Innerrhoder Kunststiftung vergibt Werkbeitrag an Stefan Inauen

Die Kunststiftung Appenzell Innerrhoden hat den mit 10'000 Franken dotierten Werkbeitrag 2026 an den Künstler Stefan Inauen vergeben. Sie würdigt damit Inauens Projekt «Pop-Up-Store», eine begehbare Skulptur in Form eines mobilen Ladens, in dem es nichts zu kaufen gibt.

Wie die Kunststiftung am Freitag mitteilte, dient ein umgebauter Wohnwagen als temporärer Ausstellungs- und Begegnungsort. Darin zeigt der 1976 geborene Künstler Arbeiten aus über dreissig Jahren, Nachbauten von Referenzwerken, Fundstücke sowie persönliche Materialien.
Das fahrbare «räumliche Selbstporträt» soll an mehreren Stationen im Dorfkern von Appenzell abgestellt werden und den direkten Austausch mit der Bevölkerung ermöglichen.
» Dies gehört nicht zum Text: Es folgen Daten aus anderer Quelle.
PR #117, opened 2024-02-12
feat: Config updater for the base provider

davidterpay:
closes BLO-901

This PR introduces a `ConfigUpdater` interface that allows the base provider to be updated asynchronously. Anytime a configuration update is received, this will trigger the provider to restart with the new configurations.


providers/base/config.go
```diff
@@ -0,0 +1,30 @@
...
+import (
+	"context"
+
+	"go.uber.org/zap"
+)
+
+// listenConfigUpdater listens for updates from the config updater and updates the
+// provider's internal configurations. This will trigger the provider to restart
+// and is blocking until the context is cancelled.
+func (p *Provider[K, V]) listenConfigUpdater(ctx context.Context) {
```
aljo242:
```suggestion
func (p *Provider[K, V]) listenOnConfigUpdater(ctx context.Context) {
```

providers/base/provider.go
```diff
@@ -90,15 +97,66 @@ func (p *Provider[K, V]) Start(ctx context.Context) error {
...
+		select {
+		case <-p.restartCh:
+			// If any of the provider's configurations have changed, the provider will
+			// be signalled to restart.
+			p.logger.Info("restarting provider")
+			cancel()
+
+			// Wait for the fetch loop to stop.
+			err := <-errCh
+			p.logger.Debug("provider fetch loop stopped", zap.Error(err))
```
aljo242, line 132:
```suggestion
Restart:
	for {
		// Create a new context for the fetch loop. This allows us to cancel the fetch loop
		// when the provider needs to be restarted.
		fetchCtx, cancel := context.WithCancel(ctx)
		defer cancel()

		// Start the fetch loop.
		errCh := make(chan error)
		go func() {
			errCh <- p.fetch(fetchCtx)
		}()

		select {
		case <-p.restartCh:
			// If any of the provider's configurations have changed, the provider will
			// be signalled to restart.
			p.logger.Info("restarting provider")
			cancel()

			// Wait for the fetch loop to stop.
			err := <-errCh
			p.logger.Debug("provider fetch loop stopped", zap.Error(err))
			break Restart
```

I think this code is a bit hard to reason about, so adding this label (while redundant) makes things a bit clearer.

providers/base/fetch.go
```diff
@@ -80,7 +76,8 @@ func (p *Provider[K, V]) startAPI(ctx context.Context, responseCh chan<- provide
 // attemptAPIDataUpdate tries to update data by fetching and parsing API data.
 // It logs any errors encountered during the process.
 func (p *Provider[K, V]) attemptAPIDataUpdate(ctx context.Context, responseCh chan<- providertypes.GetResponse[K, V]) {
-	if len(p.ids) == 0 {
+	ids := p.GetIDs()
```
g3ndo9kar9, line 79: Unclear what p.GetIDs() is?

providers/base/utils.go
```diff
@@ -0,0 +1,43 @@
...
+import (
+	providertypes "github.com/skip-mev/slinky/providers/types"
+)
+
+type (
+	// The ConfigUpdater is an interface that be utilized to fetch the configuration
+	// for a given provider. This allows the provider to be updated asynchronously.
+	ConfigUpdater[K providertypes.ResponseKey] interface {
+		// GetIDs is the channel that is used to update the set of IDs that the provider
+		// will fetch data for. This blocks until there is a viable update.
```
g3ndo9kar9, line 12: Any reason to choose a channel v. a RWMutex here? Don't you want all Providers to read the updated ids concurrently? Do we expect a ConfigUpdater per Provider?

providers/base/provider.go
```diff
@@ -90,15 +97,66 @@ func (p *Provider[K, V]) Start(ctx context.Context) error {
...
+		case err := <-errCh:
+			return err
+		case <-ctx.Done():
+			return <-errCh
+		}
```
g3ndo9kar9, line 143: Why do we need to kill the providers if there is a config update? Don't we j need to update the set of IDs it's fetching for?

aljo242: It works cleanly for that with REST providers, but for websockets, things get more complicated.  We would need to do unsubscribe/subscribe logic based on the diff we get in providers. 

This just simplifies things, creating a new connection so we have a fresh set of subscriptions.

providers/base/utils.go
aljo242: Right now, this is being done per provider

providers/base/fetch.go
davidterpay: IDs are effectively currency pairs, the base provider just calls them IDs to have some generality.

providers/base/utils.go
davidterpay: yea the interface that the config client, which is the client that is responsible for updating all providers, will use is the ConfigUpdater - which is specific per provider.

providers/base/provider.go
```diff
@@ -90,15 +97,78 @@ func (p *Provider[K, V]) Start(ctx context.Context) error {
...
+		select {
+		case <-p.restartCh:
+			// If any of the provider's configurations have changed, the provider will
+			// be signalled to restart.
+			p.logger.Info("restarting provider")
+			cancel()
+
+			// Wait for the fetch loop to stop.
+			err := <-errCh
+			p.logger.Debug("provider fetch loop stopped", zap.Error(err))
```
aljo242, line 132:
```suggestion
			p.logger.Debug("provider fetch loop stopped", zap.Error(err))
			continue MainLoop
```

aljo242 (approved):

PR #118, opened 2024-02-12
feat: manually stopping providers

davidterpay:
closes BLO-902


providers/base/provider.go
```diff
@@ -139,12 +148,33 @@ MainLoop:
 			// to exit when the context is cancelled.
 			retErr = <-errCh
 			break MainLoop
+		case <-p.stopCh:
+			// If the provider is manually stopped, we stop the fetch loop and return.
+			p.logger.Debug("stopping provider")
+			cancel()
+			retErr = <-errCh
+			break MainLoop
```
aljo242, line 157: Using `break MainLoop` here and in the other cases makes sense.  Maybe we add `continue MainLoop` for the restart case?

this might be overkill

aljo242 (approved):
lgtm with small idea

PR #120, opened 2024-02-13
feat: Add query flags to query commands for all modules

### LINKED ISSUE #119: Missing query flags
Currently, Slinky CLI commands doesn't query flags. For example, attempting to run the command:
```
initiad query oracle currency-pairs --node <INITIA_RPC_URL>
```

Results in the following error message:
```sh
Error: unknown flag: --node
Usage:
  initiad query oracle currency-pairs [flags]
```
The problem seems to be from in the CLI commands defined in the various Slinky module ﻿query.go files – such as [this one](https://github.com/skip-mev/slinky/blob/f1b58a03250e301b54467a5e5563f024e58ef221/x/oracle/client/cli/query.go). These definitions currently fail to support query flags that are added through ﻿flags.AddQueryFlagsToCmd(cmd).

h/t @beer-1 for identifying the issue/necessary changes

Eric-Warehime:
Resolve #119 

Adds the standard global query flags to all of the modules' query commands.

### DIFF
--- a/x/incentives/client/cli/query.go
+++ b/x/incentives/client/cli/query.go
@@ -4,6 +4,7 @@ import (
 	"fmt"
 
 	"github.com/cosmos/cosmos-sdk/client"
+	"github.com/cosmos/cosmos-sdk/client/flags"
 	"github.com/spf13/cobra"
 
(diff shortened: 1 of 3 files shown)


aljo242 (approved):
legend

PR #128, opened 2024-02-14
feat: add `metadata` field to `Ticker` and `MarketConfig`

aljo242:
Closes BLO-913

Adds metadata fields to msg index 15 for both messages.  This gives room for the messages to be extended if necessary, while using  a field index that still [takes one byte to encode](https://protobuf.dev/programming-guides/proto3/#assigning).

Add `IsValid()` function to new `pkg/json` package.  This checks the basic validity of if a byte array is json.

The metadata fields are chosen as `string` and not `bytes` in the proto, because strings can be compared as map keys.


aljo242:
One other thing to note is that we probably should choose some length limit for the JSON strings.  I'm not sure what that limit would look like and would like to discuss this.

Eric-Warehime (approved):
LGTM. In terms of adding limits to the json size...since it's a string I guess it's slightly harder to reason about encoding size? Maybe just saying 1K and seeing if we ever need to break that is reasonable. Since the updates are currently constrained by the permissioned actor and in the future might have some permissionless element to them, I don't think not validating this poses and huge risk.

PR #129, opened 2024-02-14
feat: add `Params` to `x/marketmap`

aljo242:
Closes BLO-917

introduces `Params` with `MarketAuthority` field.  

This allows for the v1 functionality of having a single authority control updates which is configurable.

Since this is configurable, this allows for governance to change this authority.

Adds grpc query for the object.


x/marketmap/types/params.go
```diff
@@ -0,0 +1,32 @@
...
+
+import (
+	"fmt"
+
+	sdk "github.com/cosmos/cosmos-sdk/types"
+	authtypes "github.com/cosmos/cosmos-sdk/x/auth/types"
+	govtypes "github.com/cosmos/cosmos-sdk/x/gov/types"
+)
+
+// DefaultParams returns default incentive parameters.
```
Eric-Warehime:
```suggestion
// DefaultParams returns default marketmap parameters.
```

Eric-Warehime (approved):
LGTM. We need still need to integrate validation of the market authority in the market update calls I think? Also in a separate PR we should add the module versioning data to the Params as well.

PR #130, opened 2024-02-14
chore: Updating CP to Tickers

davidterpay:


Eric-Warehime (commented):
I think this PR could stand to be broken down into potentially quite a few separate PRs.

It seems like you're
* migrating from CurrencyPair to Ticker in a lot of places
* deprecating large portions of the config for the sidecar?? (but the oracle.toml file isn't updated)
* Converting the oracle config from toml to json

It's hard for me to see the full vision of where this refactoring is going and why we need certain parts of it.

davidterpay:
yea, im definitely breaking all of this up, just having this branch be here so that i can reference later on.

PR #132, opened 2024-02-15
refactor: remove market config from oracle and providers

davidterpay:
NOTE: This PR is breaking and must be merged into `feat/marketmap` after all other PRs that branch on this are merged here.

* since we are using the marketmap module to determine the set of providers and tickers they are responsible for, i am removing the separate oracle config that exists rn.
* moving the file to be json based instead of toml based since the marketmap types are json as well (default of proto)


oracle/config/api.go
```diff
@@ -8,29 +8,29 @@ import (
 // APIConfig defines a config for an API based data provider.
 type APIConfig struct {
 	// Enabled is a flag that indicates whether the provider is API based.
-	Enabled bool `mapstructure:"enabled" toml:"enabled"`
+	Enabled bool `mapstructure:"enabled" json:"enabled"`
```
aljo242: Do we need `mapstructure` anymore?

davidterpay: we do not i believe

davidterpay: removed

aljo242:
tests failing

davidterpay:
tests will keep failing till all other changes are merged into this branch

oracle/config/websocket.go
```diff
@@ -59,63 +59,63 @@ const (
 // WebSocketConfig defines a config for a websocket based data provider.
 type WebSocketConfig struct {
 	// Enabled is a flag that indicates whether the provider is websocket based.
-	Enabled bool `mapstructure:"enabled" toml:"enabled"`
+	Enabled bool `json:"enabled"`
```
Eric-Warehime, line 62: Wasn't the `Enabled` field mostly put in place to work around peculiarities w/ generating configs via toml? I'm thinking it doesn't make sense to have now--a provider will be enabled if there are feeds for it to fetch and disabled if not.

oracle/config/oracle.go
```diff
@@ -13,22 +13,17 @@ import (
...
-	UpdateInterval time.Duration `mapstructure:"update_interval" toml:"update_interval"`
+	UpdateInterval time.Duration `json:"updateInterval"`
 
 	// Providers is the list of providers that the oracle will fetch prices from.
-	Providers []ProviderConfig `mapstructure:"providers" toml:"providers"`
-
-	// Market defines the market configurations for how currency pairs will be resolved to a
-	// final price. Each currency pair can have a list of convertable markets that will be used
-	// to convert the price of the currency pair to a common currency pair.
-	Market AggregateMarketConfig `mapstructure:"market" toml:"market"`
```
Eric-Warehime, line 24: How is the aggregation logic going to be configured now without AggregateMarketConfig?

davidterpay: going to reference the marketmap module, which will have the relevant market information.

aljo242 (approved):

Die Jury hebt gemäss Mitteilung die eigenständige Form des Projekts hervor, das eine persönliche Rückschau mit einer offenen Selbstbefragung verbinde und die Auseinandersetzung mit Appenzell zum wesentlichen Bestandteil der Arbeit mache. Gewürdigt wird auch der Mut Inauens, seine eigene Praxis öffentlich zur Diskussion zu stellen.
Die Kunststiftung Appenzell Innerrhoden fördert seit dem Jahr 2000 das zeitgenössische Kunstschaffen im Kanton.